11. Notice of any delay or damage claims must be delivered in writing to Penhall within 48 hours of occurrence of the event giving rise to such claim. Customer waives all rights to assert a claim unless such notice is given as required by this paragraph. Penhall’s liability for a claim that results from the provision of any services to Customer is limited to the amount charged by Penhall for the specific service involved in the claim. Under no circumstances will Penhall be liable for special, indirect, incidental, punitive, liquidated, or consequential damages, including, but not limited to, loss of profits, revenue, or use.

12. Penhall reserves the right to supply labor, materials, and services on credit on “job accounts” or “project accounts” only.
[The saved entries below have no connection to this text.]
PR #47, opened 2013-10-31
Simplify and robustify cluster startup and config

jakebiesinger:

These changes allow us to run a hyracks cluster at the same time as a pregelix cluster and greatly simplify the user's interaction with the `*.properties` files.
## Config file changes

Previously, a single config file was used to specify ports, working dirs, and logs for the currently active cluster.  Rather than force the user to maintain two different config files (one for hyracks and one for pregelix), we now use a single, simplified config file but _automatically generate_ the two cluster-type specific configuration files required.

The simplified file is still under `conf/cluster.properties` though we may want to change the name now that its values are incompatible with other cluster.properties we've seen so far.  This file contains:
- `$WORKPATH`: the root for temporary jars and logs; also the working directory for the cc's and nc's. The four working directories for the CC's and NC's are now `$WORKPATH/hyracks/cc` ... `$WORKPATH/pregelix/nc`.
- `$DISKS`: a comma-separated list of folders corresponding to different physical disks.  This is _like_ `IO_DIRS` and `store` but is not the same-- the number of disks has no relationship to the number of partitions/workers/threads in use. Rather, the user-prescribed `-threadsPerMachine` will round-robin over `$DISKS` such that multiple partitions may be active on the same disk (with low `-threadsPerMachine` and high `$DISKS`, some disks may not have any partitions on them at all).  `IO_DIRS` (and `store` for pregelix) are now placed under each of the `$DISKS` as `$DISKS[0]/hyracks/io_dir-0` through `$DISKS[maxThreads % len($DISKS)]/hyracks/io_dir-$maxThreads`.
- Standard ports for the CC (client, cluster and http), plus CC_DEBUG and NC_DEBUG (which are used to allow Eclipse connections to the CC and NC).  Notice there are separate entries now for HYRACKS and PREGELIX.
- `NC_MAX_MEMORY`: self-explanatory, I think...

The corresponding config files are not generated until the `startCluster.sh` script is called. Normally, this is done when `genomix` is run, but you can also start a cluster independently and specify `-useExistingCluster`.
## Driver changes
- `-threadsPerMachine <int>` (defaults to 1)
- `-useExistingCluster` will skip startup and shutdown of the CC's and NC's. The existing cluster must still use the ports specified in `conf/cluster.properties`.
- removed `-followsGraphBuild` (not necessary anymore, thanks to Anbang's refactoring the pregelix input formats)
- removed `-clusterWaitTime` as the wait is not handled inside of the `startCluster.sh` scripts.
- both pregelix and hyracks CC's and NC's are started at the very beginning rather than being started/stopped during the run.
- we now detect startup errors in the `startcc.sh` and `startnc.sh` scripts-- If there is an error (e.g., `Address already in use`), it will be printed to the command line and driver execution will stop immediately.
## Logging changes
- `logging.properties` has been broken into two separate files, `driver.logging.properties` and `worker.logging.properties.  The former is used by the driver (where you don't want to see INFO message from hadoop) whereas the latter is for the CC and NC (where finer-grained messages are more helpful). 
- I've also fixed the problems we had where you had to specify the absolute path of the logging file for the NC and CC to pick them up.  
- We also no longer need the ugly static initialization block `loadLoggingFile`-- changes to the `pom.xml` fixed that.
- I still don't have a solution for the driver `%h/genomix-%u.log` file we use often when debugging-- it will still be written to your home directory. 
## Maven changes
- I've stripped away `src/main/resources/conf` and `src/main/resources/scripts` everywhere except for `genomix-driver` to reduce confusion surrounding very similarly-named scripts that are now out of date.
- A lot more of the configuration occurs in the driver's `pom.xml`, including setting the logging files and allowing the CC and NC's each have their own `app.home` directory while still sharing a single `lib`.
- I fixed a bug where the `binary-assembly` folder would sometimes be missing scripts.
- using `appassembler` as your base directory is now deprecated in favor of using `genomix-driver-2.10-SNAPSHOT` (notice the lack of `binary-assembly`-- I removed that suffix).


jakebiesinger:
One kind of big change is that `-runLocal` now starts a miniDFS and miniMR cluster.  We don't actually need either and there's a lot of overhead with them (and a TON of logging) but maybe we believe our test cases more if they're run against a proper HDFS instance?

genomix/genomix-data/src/main/java/edu/uci/ics/genomix/minicluster/GenomixClusterManager.java
```diff
@@ -278,81 +282,36 @@ private static String getAbsolutePathFromURI(String URI) {
...
-        if (shutdownHooks.containsKey(clusterType))
-            throw new IllegalArgumentException("Already specified a hook for shutting down a " + clusterType
-                    + " cluster! (Try removing the existing hook first?)");
-        Thread hook = new Thread() {
+    private void addClusterShutdownHook() {
+        if (shutdownHook != null) {
+            throw new IllegalArgumentException(
+                    "Already specified a hook for shutting down the cluster (Try removing the existing hook first?)");
+        }
+        shutdownHook = new Thread() {
```
JavierJia, line 290: I was always curious what's the purpose of this `shutdownHook` ?

genomix/genomix-driver/src/main/java/edu/uci/ics/genomix/driver/GenomixDriver.java
```diff
@@ -231,39 +205,45 @@ private void flushPendingJobs(GenomixJobConf conf) throws Exception {
...
         stepNum = 0;
         runLocal = Boolean.parseBoolean(conf.get(GenomixJobConf.RUN_LOCAL));
+
         manager = new GenomixClusterManager(runLocal, conf);
-        manager.stopCluster(ClusterType.HYRACKS); // shut down any existing NCs and CCs
+        if (!Boolean.parseBoolean(conf.get(GenomixJobConf.USE_EXISTING_CLUSTER))) {
+            manager.stopCluster(); // shut down any existing NCs and CCs
+            manager.startCluster();
+        }
+        if (runLocal) {
```
JavierJia, line 272: So time `runlocal` just mean that start a local cluster ? Don't mean that the jvm stuff any more ?

JavierJia:
Awesome work ! :+1:

genomix/genomix-data/src/main/java/edu/uci/ics/genomix/minicluster/GenomixClusterManager.java
jakebiesinger, line 290: If the user hits `ctrl+c` to interrupt genomix, we would normally leave the cluster running which may be problematic for subsequent runs. The shutdown hook runs just before the JVM closes and in this case shuts down anything we left running.

genomix/genomix-driver/src/main/java/edu/uci/ics/genomix/driver/GenomixDriver.java
jakebiesinger, line 272: yeah... there are really four options we _could_ have, and we currently make available three:
- `-runLocal`: create _within-JVM_ NC's and CC's, all talking over `localhost`.  This is the only way to debug work within an NC without attaching to a remote process. This will also create a miniMR and miniDFS cluster.
- `-runLocalNoDFS` (not implemented): same as `-runLocal` but doesn't create any MR or DFS clusters.  This mode is a lot easier to work with (anything in "HDFS" is actually on the local, raw filesystem) but maybe(?) isn't the preferred mode for testing?
- default mode (nothing specified on the command line): starts separate CC's and NC's for hyracks and pregelix at startup time; always shuts them down (whether b/c of early termination or pipeline completion).
- `-useExistingCluster`: assumes you've already run the `startCluster.sh` script and won't start up or shutdown anything.

genomix/genomix-data/src/main/java/edu/uci/ics/genomix/minicluster/GenomixClusterManager.java
JavierJia, line 290: Cool :+1:

jakebiesinger:
@JavierJia travis is running everything fine except your HyracksVSHadoop test!  That test runs fine on my local machine :frowning: It's just showing "job failed".  I'll test a commit that doesn't squelch the hadoop output.

JavierJia:
Let me check it ~

genomix/genomix-data/src/main/java/edu/uci/ics/genomix/minicluster/DriverUtils.java
```diff
@@ -62,42 +62,28 @@ public static String getIP(String hostName) throws IOException, InterruptedExcep
...
-        } else {
-            if (conf.get(GenomixJobConf.IP_ADDRESS) == null) {
-                conf.set(GenomixJobConf.IP_ADDRESS, getIP("localhost"));
-            }
-            if (conf.getInt(GenomixJobConf.PORT, -1) == -1) {
-                conf.set(GenomixJobConf.PORT, CCProperties.getProperty("CC_CLIENTPORT"));
-            }
-        }
 
-        if (conf.get(GenomixJobConf.FRAME_SIZE) == null)
```
JavierJia, line 86: @jakebiesinger  the problem in my observation is that the genomix-hyracks can not get the FRAME_SIZE and the FRAME_LIMIT.
When it run conf.get(GenomixJobConf.FRAME_SIZE), it returned an "null". Any idea ?

jakebiesinger, line 86: Is this you running locally? Or on Travis? Sounds like the path to the conf
file is incorrect or out hasn't been generated yet.

If local, make sure you do mvn package first. If on Travis, echo the path
first.

JavierJia, line 86: Run locally on my machine. 
And if I use junit test, every works fine. If I use `mvn test` it will fail.

JavierJia, line 86: It reports like this

```
Caused by: java.lang.NumberFormatException: null
    at java.lang.Integer.parseInt(Integer.java:454)
    at java.lang.Integer.parseInt(Integer.java:527)
    at edu.uci.ics.genomix.hyracks.graph.job.JobGen.initGenomixConfiguration(JobGen.java:97)
    at edu.uci.ics.genomix.hyracks.graph.job.JobGenBuildBrujinGraph.initGenomixConfiguration(JobGenBuildBrujinGraph.java:72)
    at edu.uci.ics.genomix.hyracks.graph.job.JobGen.<init>(JobGen.java:79)
```

But I checked the code they should be set properly in the test code.

JavierJia, line 86: I fixed the hyrack related problem and pushed the commit.
But there is still problem while run hadoop driver. 

```
java.io.IOException: Job failed!
    at org.apache.hadoop.mapred.JobClient.runJob(JobClient.java:1252)                                          
    at edu.uci.ics.genomix.hadoop.contrailgraphbuilding.GenomixHadoopDriver.run(GenomixHadoopDriver.java:83)
    at edu.uci.ics.genomix.driver.comparation.HyrackVSHadoopTest.TestEachFile(HyrackVSHadoopTest.java:125)
```

Nan-Zhang:
@jakebiesinger  this is a pretty cool change for running genomix more conveniently
I have some questions about theses changes:
1. now we removed -followsGraphbuild, if I want run pathmerging directly (based on my graphbuilding results which I already have), what should I do? should I move the graphbuilding's results to some specific dir?
2. the appassembler is deprecated, if I want to run genomix-driver, I should go to genomix-driver-0.2.10-SNAPSHOT folder, then type "bin/genomix blablablabla", is my thought right? does generating the genomix-driver-0.2.10-SNAPSHOT have same rule with generating appassembler, which both copy the conf and scripts from src/main/resource to genomix-driver-0.2.10-SNAPSHOT? And I don't found the the binary-assembly, so we removed it, so what's original meaning for this binary-assembly existence?

jakebiesinger:
@Nan-Zhang 1. will just work-- you don't have to do anything extra whether it's after graphbuild or not.  2. yes, don't use the appassembler and instead cd to the snapshot directory (or just use the script-- you shouldn't have to cd at all). 3. yes, I removed the "binary-assembly" suffix as it just confuses the user (already too much to have all this SNAPSHOT business).

.travis.yml
```diff
@@ -19,6 +19,6 @@ script:
     - cd genomix
     - mvn package -q -e -Djava.util.logging.config.file=genomix-driver/src/main/resources/conf/logging.properties
     - ls -t */target/surefire-reports/*.txt | xargs tail -n +1  # show test reports in the order they ran
-    - cd genomix-driver/target/genomix-driver-0.2.10-SNAPSHOT-binary-assembly
+    - cd genomix-driver/target/genomix-driver-0.2.10-SNAPSHOT
     - bin/genomix -kmerLength 55 -pipelineOrder BUILD_HYRACKS,MERGE,TIP_REMOVE,MERGE,BUBBLE,MERGE -localInput ../../src/test/resources/data/sequence/pathmerge/hg19.chr18.skip12K.first1K.1Kreads/
```
anbangx, line 25: Only check this pipelineOrder is not enough. How about running the default pipeline: BUILD, MERGE, LOW_MERGE, TIP_REMOVE, MERGE, BUBBLE, SPLIT_REPEAT, MERGE.

genomix/genomix-data/src/main/java/edu/uci/ics/genomix/minicluster/DriverUtils.java
```diff
@@ -62,42 +62,28 @@ public static String getIP(String hostName) throws IOException, InterruptedExcep
...
-            conf.set(GenomixJobConf.FRAME_SIZE, CCProperties.getProperty("FRAME_SIZE"));
-        if (conf.get(GenomixJobConf.FRAME_LIMIT) == null)
-            conf.set(GenomixJobConf.FRAME_LIMIT, CCProperties.getProperty("FRAME_LIMIT"));
-        if (conf.get(GenomixJobConf.HYRACKS_IO_DIRS) == null)
-            conf.set(GenomixJobConf.HYRACKS_IO_DIRS, CCProperties.getProperty("IO_DIRS"));
-        if (conf.get(GenomixJobConf.HYRACKS_SLAVES) == null) {
+        for (String prop : clusterProperties.stringPropertyNames()) {
```
anbangx, line 71: Where do you set genomix-hyracks.FRAME_SIZE and LIMIT_SIZE?

genomix/genomix-data/src/main/java/edu/uci/ics/genomix/minicluster/DriverUtils.java
```diff
@@ -137,12 +123,8 @@ public static void dumpGraph(JobConf conf, String inputGraph, String outputFasta
         LOG.info("Dump graph to fasta took " + GenomixJobConf.tock("dumpGraph") + "ms");
     }
 
-    public static int getNumCoresPerMachine(GenomixJobConf conf) {
-        return conf.get(GenomixJobConf.HYRACKS_IO_DIRS).split(",").length;
-    }
-
     public static String[] getSlaveList(GenomixJobConf conf) {
-        return conf.get(GenomixJobConf.HYRACKS_SLAVES).split("\r?\n|\r"); // split on newlines
+        return conf.get(GenomixJobConf.SLAVES).split("\r?\n|\r"); // split on newlines
```
anbangx, line 127: This expression means: 1. \r; 2. \r\n; 3. \n

It is because the new line in different OS represents different?

JavierJia:
See, there is a green check mark!

.travis.yml
jakebiesinger, line 25: Yeah good point.  Actually, I think we should have even more than this.  We can have this simple testcase, the default pattern, and some really crazy patterns just to make sure everything is working (aka, stress test!)

genomix/genomix-data/src/main/java/edu/uci/ics/genomix/minicluster/DriverUtils.java
jakebiesinger, line 71: They are set in the `conf/cluster.properties` file, which is then set in this for loop.

I could also explicitly set all of them instead of using the for loop.  Not sure that's actually better though.

genomix/genomix-data/src/main/java/edu/uci/ics/genomix/minicluster/DriverUtils.java
jakebiesinger, line 127: yep.  The regex matches either `\r\n`, `\n` and `\r` which are the 3 different valid styles of newlines.

jakebiesinger:
Dobule-green!  Both JDK's are working!  Woohoo!

.travis.yml
jakebiesinger, line 25: Done. Added default pipeline and an extended pipeline.

jakebiesinger:
We good to merge this in?

jakebiesinger:
Merging now, since no one else had comments... The (new) failure is some error unrelated to these commits (it's a more extended pipeline).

In the event that Penhall exercises that right, Customer agrees to provide Penhall with all information necessary for Penhall to protect its statutory payment rights and remedies.

13. The invalidity of any provision or provisions herein contained shall not affect the other provisions, and these other provisions shall be construed in all respects as if the invalid provision or provisions were omitted.

14. Any agreement to provide services, which shall at all times include these Terms and Conditions, shall be governed by the laws of the State of California or the jurisdiction where the services are provided to Customer, at Penhall’s sole discretion.

15. Customer shall not assign any of its duties, obligations, or rights hereunder without the prior written consent of Penhall.

16. These Terms and Conditions govern the relationship between Penhall and Customer concerning the provision of services and may not be amended or replaced by any terms or conditions of any purchase orders or other correspondence from Customer to Penhall containing provisions which are different from those stated above.

17. 2% Environmental Surcharge. The Environmental Surcharge is intended to cover Penhall Company’s overall nationwide costs for our Penhall operating companies to operate in a safe and environmentally responsible manner.  The environmental surcharge fee is not regulated nor collected by or for any government agency.  Such environmental costs include, among other things, handling & disposal of slurry, OSHA compliance with Silica, the disposal of tires, batteries, oils and fluids and the monitoring and management of vehicle emissions.  The environmental surcharge also helps us keep up with the changing costs of diesel, natural gas and other hydrocarbon based fuels and products that we use on an nationwide basis. Environmental/Fuel surcharges are common in the transportation industry and are charged by waste haulers, trucking companies, rental companies, crane companies and suppliers.